Project Summary
The broad and long-term objective of this project concerns the development of novel quantitative methods and
biostatistical tools for microbiome data analytics to aid in microbiome-based discovery sciences. The
microbiome, also called the second genome of the human, has received much attention in the past few years.
Due to its critical roles in human health and disease, the human microbiome has now been recognized as an
integral part of the individualized medicine approach because it not only accounts for inter-individual variability
in all aspects of a disease but also represents a potentially modifiable factor that is amenable to targeting by
therapeutics. Despite those fruitful and promising findings from microbiome studies, there is no consensus in
the current field as how to appropriately analyze the data, let alone the optimality and efficiency issues that
have yet to be addressed. Several challenges amount to this predicament, including complex experimental
designs of microbiome studies, an unknown interplay between microbiome and host, extremely sparsity and
high dimensionality of the data, phylogenetic relatedness of the microbial taxa, and compositional structure of
microbiome. As a result, although quite a few analytical methods and tools have been developed for
microbiome data analysis, several specific gaps exist in the methodological toolbox, hindering the advance of
microbiome-based biomedical sciences.
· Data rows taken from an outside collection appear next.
PR #67, opened 2026-07-14
fix: Do not advertise the model directly

### LINKED ISSUE #51: [feature] components-v2: allow the same upstream model across multiple targets/endpoints (duplicate registration hard-fails the gateway)
## Problem

In a components-v2 profile config, two `targets` that point at the **same upstream `model`** (e.g. the same model served through two endpoints with different API keys) cause `serve` to abort at load with `SwitchyardDuplicateRegistrationError`, even when the `targets` and `profiles` have **distinct ids**. This makes it impossible to serve one upstream model via two credentials in a single gateway — the only workaround today is running a separate gateway process per key.
?

## Reproduction

`profiles.json` — two endpoints (same upstream, different keys), two **distinctly-named** targets and profiles, both pointing at the same `model`:

```json
{
  "endpoints": {
    "team_a": { "base_url": "https://api.openai.com/v1", "api_key": "sk-team-a" },
    "team_b": { "base_url": "https://api.openai.com/v1", "api_key": "sk-team-b" }
  },
  "targets": {
    "gpt-5.4__a": { "endpoint": "team_a", "model": "gpt-5.4", "format": "responses" },
    "gpt-5.4__b": { "endpoint": "team_b", "model": "gpt-5.4", "format": "responses" }
  },
  "profiles": {
    "team_a__gpt-5.4": { "type": "passthrough", "target": "gpt-5.4__a" },
    "team_b__gpt-5.4": { "type": "passthrough", "target": "gpt-5.4__b" }
  }
}
```

```
$ switchyard serve --config profiles.json --port 4000
INFO - Switchyard components-v2 profile config loaded from profiles.json
Traceback (most recent call last):
  ...
  File ".../switchyard_rust/server.py", line 17, in run_profile_server
    _load_native().run_profile_server(config_path, host, port, backlog, dry_run)
_switchyard_rust.SwitchyardDuplicateRegistrationError: model "gpt-5.4" is already registered
```

## Proposed solution

When multiple targets declare the same upstream `model`, don't abort. The namespaced profile/target ids already disambiguate for routing — only the *bare-model alias* is ambiguous. Any of these would unblock it:

1. **Skip the bare-model alias when it's ambiguous** (register only the unique profile/target ids). Simplest; selection by profile id keeps working.
2. **Register the bare alias once to a designated default** (first target, or an explicit `"default": true` on a target).
3. **Gate the bare-model alias behind an opt-in flag** (per-target or global), defaulting to off.

Option 1 seems least surprising.

## Scope notes

- Is this a new role/component in the chain (RequestProcessor / LLMBackend / ResponseProcessor / ResponseTranslator), or an extension of an existing one? No
- Does it touch a public API listed in `switchyard/__init__.py.__all__`? No
- Backward-compatibility concerns? No

grahamking:
Only advertise the target names, for example 'classifier', 'weak' and 'strong'.

This allows the operator to adjust the models without breaking clients.
It also removes the bug that prevents using the same model for
classifier and weak (also for example).

The code change is in `registry.rs`.

The rest is two test removals:
- `target_id_and_target_model_aliases_are_advertised_and_routable`. The
  checked we advertise the model directly which we don't now. The other
  half of that test is covered by a different test.
- `duplicate_public_model_ids_are_rejected`. This prevented having a
  model named the same as a target. That's no longer a problem because
  we don't advertise the model directly.

Closes: https://github.com/NVIDIA-NeMo/Switchyard/issues/51

## Summary by CodeRabbit

* **Bug Fixes**
  * Updated passthrough model resolution so inbound model names use the configured target ID.
  * Target model names are now presented as display names rather than additional aliases.
  * Removed support for routing through alternate target-model aliases.

### DIFF
--- a/crates/switchyard-server/src/registry.rs
+++ b/crates/switchyard-server/src/registry.rs
@@ -67,13 +67,6 @@ impl ProfileRegistry {
                 Arc::clone(&profile),
                 target.model.as_str(),
             )?;
-            if target.id.as_str() != target.model.as_str() {
-                registry.insert(
-                    target.model.clone(),
-                    profile,
-                    format!("target {}", target.id.as_str()),
-                )?;
-            }
         }
 
         Ok(registry)
--- a/crates/switchyard-server/tests/server.rs
+++ b/crates/switchyard-server/tests/server.rs
@@ -207,60 +207,6 @@ async fn translation_errors_do_not_emit_routing_metadata_headers() -> TestResult
 }
 
 #[tokio::test]
-async fn target_id_and_target_model_aliases_are_advertised_and_routable() -> TestResult {
-    let _stats_guard = stats_guard().await;
-    let Some(stub) = HttpStub::start(2)? else {
-        log_loopback_bind_skip();
-        return Ok(());
-    };
-    let app = build_switchyard_router(state_from_yaml(&format!(
-        r#"
-targets:
-  direct:
-    model: upstream-direct
-    format: openai
-    base_url: {base_url}
-profiles:
-  direct-profile:
-    type: passthrough
-    target: direct
-"#,
-        base_url = stub.base_url
-    ))?);
-
-    let models = app
-        .clone()
-        .oneshot(request("GET", "/v1/models", None)?)
-        .await?;
-    let model_ids = json_body(models).await?["model_pool"].clone();
-    assert_eq!(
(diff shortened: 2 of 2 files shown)


grahamking:
@coderabbitai full review

ryan-lempka (approved):

PR #68, opened 2026-07-14
feat(stage_router): corroborative tanh-scored routing with windowed self-clearing signals

sabhatinas:
## What this PR does

Reworks the stage_router scorer, picker, and signals into a cleaner, honestly-documented router — and moves the routing logic into one shared Rust core.

- **One shared Rust core.** The scorer + picker now live in `switchyard-components/stage_router.rs` (a short priority ladder: escalate → de-escalate → scorer → fall-open). Python calls it via a binding (`stage_pick_tier`); the Rust profile calls it directly. One source of truth. The dead prompt-classification path is deleted. (SWITCH-1056)
- **Two-axis scorer.** Error signals (a hard error, spinning, or exploring) push toward the strong model; making progress (writing code) pushes toward the weak model. Squashed with `tanh`, and `confidence = |score|`.
- **Corroborative.** One signal alone rarely flips the decision — it takes a signal plus backup. A critical error overrides everything.
- **Cleaner signals.** `spinning` and `exploring` are mutually exclusive. Dropped `repeated_cmd_ratio` from scoring — it fired on nearly every shell command and never caught a real loop.
- **Compaction holds strong.** Once the context is compacted, the router pins the strong model.
- **Handoff notes.** Optional short note at a tier switch telling the next model why it was switched (off by default).
- **Per-tier system prompts.** Optional prompt injected for the weak or strong tier.

Docs and tests updated; the old calibration scripts are replaced by the scorer skill.

> **Signals live in libsy.** Tool-signal extraction (`tool_signals`) now lives in `switchyard_libsy::ToolSignals`; `switchyard-components` re-exports it — no divergence. The scorer/picker core stays in `switchyard-components/stage_router.rs`.
> **count_tokens** was split out to its own PR (SWITCH-1048).

Linear: SWITCH-1056 (Rust consolidation), SWITCH-939 (scorer), SWITCH-983 (compaction), SWITCH-982 (handoff notes).


ryan-lempka:
@sabhatinas is the plan to refactor this to align with libsy design at a later date / does this take libsy into account?

switchyard/lib/endpoints/anthropic_messages_endpoint.py
```diff
@@ -120,4 +122,52 @@ async def anthropic_messages(
                     log_msg=f"POST /v1/messages chain raised model={model}",
                 )
 
+        @router.post("/v1/messages/count_tokens", response_model=None)
```
messiaen: Should adding cout_tokens be a separate PR?

crates/switchyard-py/src/component_bindings/dimension_collector.rs
```diff
@@ -541,6 +541,20 @@ impl PyToolResultSignal {
         self.inner.prompt_char_count
     }
 
+    /// Largest share taken by a single identical command-bearing tool call over the
+    /// recent window, in `[0, 1]` — a weak model looping the same command (churn).
+    #[getter]
```
messiaen: is `#[getter]` like `@property` in python?

benchmark/score_staged_run.py
```diff
@@ -0,0 +1,282 @@
+#!/usr/bin/env python3
+"""Score a benchmark run directory via the stage-router Rust scorer.
```
messiaen, line 4: Should this file be called `score_statged_run.py`

benchmark/score_run.py
```diff
@@ -0,0 +1,282 @@
...
+import argparse
+import asyncio
+import csv
+import json
+import sys
+from collections import defaultdict
+from pathlib import Path
+from statistics import mean
+
+sys.path.insert(0, str(Path(__file__).resolve().parent.parent))
```
messiaen: Couldn't we just depend on switchyard instead of manually injecting the path?

switchyard/lib/processors/stage_router_request_processor.py
```diff
@@ -113,6 +131,37 @@ async def _record_decision_source(self, ctx: ProxyContext) -> None:
...
+        else:
+            # OpenAI: prepend a system message before existing messages
+            messages = body.get("messages")
+            if not isinstance(messages, list):
+                return
+            if messages and messages[0].get("role") == "system":
+                existing = messages[0].get("content", "")
+                messages[0] = {"role": "system", "content": prompt + "\n\n" + existing}
+            else:
+                messages.insert(0, {"role": "system", "content": prompt})
```
messiaen, line 159: Can this be format agnostic?

switchyard/server/switchyard_app.py
```diff
@@ -152,6 +152,32 @@ async def _invalid_request_handler(
...
+            if callable(iter_fn):
+                for child in iter_fn():
+                    found = _find_anthropic_target(child, depth + 1)
+                    if found is not None:
+                        return found
+            return None
+
+        app.state.anthropic_target = _find_anthropic_target(switchyard)
+    except Exception:
+        app.state.anthropic_target = None
```
messiaen: Same as the above. I think count_token stuff should be separate PR

sabhatinas:
> @sabhatinas is the plan to refactor this to align with libsy design at a later date / does this take libsy into account?

Yes, I plan to migrate to `libsy` once I have this checked in. I want to have a clean submission of the working algorithm to reproduce results from our submissions.

benchmark/score_staged_run.py
sabhatinas: Done — renamed to `score_staged_run.py`.

benchmark/score_run.py
sabhatinas: Done — removed the `sys.path.insert`; the script relies on the installed `switchyard` package (run via `uv run`).

crates/switchyard-py/src/component_bindings/dimension_collector.rs
sabhatinas: Yes — `#[getter]` is pyo3's equivalent of Python's `@property`. Note this getter (`repeated_cmd_ratio`) has since been removed: the signal was dropped from the scorer, so the field no longer exists.

switchyard/lib/processors/stage_router_request_processor.py
sabhatinas: Not fully — Anthropic uses a top-level `system` field while OpenAI uses a `system`-role message, so the two genuinely need different handling. The branches share one intent (prepend the tier prompt); kept them explicit.

switchyard/lib/endpoints/anthropic_messages_endpoint.py
sabhatinas: Agreed — count_tokens is being split into its own PR. Tracked as SWITCH-1048.

switchyard/server/switchyard_app.py
sabhatinas: Agreed — same as above; count_tokens is moving to its own PR (SWITCH-1048).

switchyard/lib/endpoints/anthropic_messages_endpoint.py
sabhatinas: Done — count_tokens is removed from this PR (commits dropped). It will land in its own PR with the proper stage_router target resolution — SWITCH-1048.

switchyard/server/switchyard_app.py
sabhatinas: Done — removed; the `anthropic_target` wiring went with it. count_tokens moves to its own PR (SWITCH-1048).

messiaen (approved):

To fill these gaps, this proposal aims to develop robust and powerful
quantitative methods and tools for microbiome data analysis. Specifically, Aim 1 focuses on developing robust
and powerful methods for differential abundance analysis in complex study designs. It will develop new
methods to address zero-inflation, compositional effects and correlations in microbiome data. Aim 2 focuses on
strategies to increase the power of microbiome-wide multiple testing. It proposes two new multiple testing
procedures, which address confounders and phylogenetic relatedness, respectively. Aim 3 proposes to
develop compositional canonical correlation analysis methods for integrating microbiome data with other omics
data. Specifically, it will develop an efficient and flexible framework for integrating heterogeneous omics data
with microbiome data, accounting for compositional effects and phylogenetic relatedness. Aim 4 will develop
user-friendly and efficient software packages so the community can benefit maximally from methodological and
scientific advances resulting from this application. The proposed methods will be evaluated using simulations,
and more importantly, applications to several ongoing microbiome studies in the Center of Individualized
Medicine at Mayo Clinic. The proposed quantitative methods and open-source software packages will
contribute to microbiome biomarker discovery and microbiome-based mechanistic studies. All methods and
tools developed under this grant will be made available free of charge to interested researchers and the public.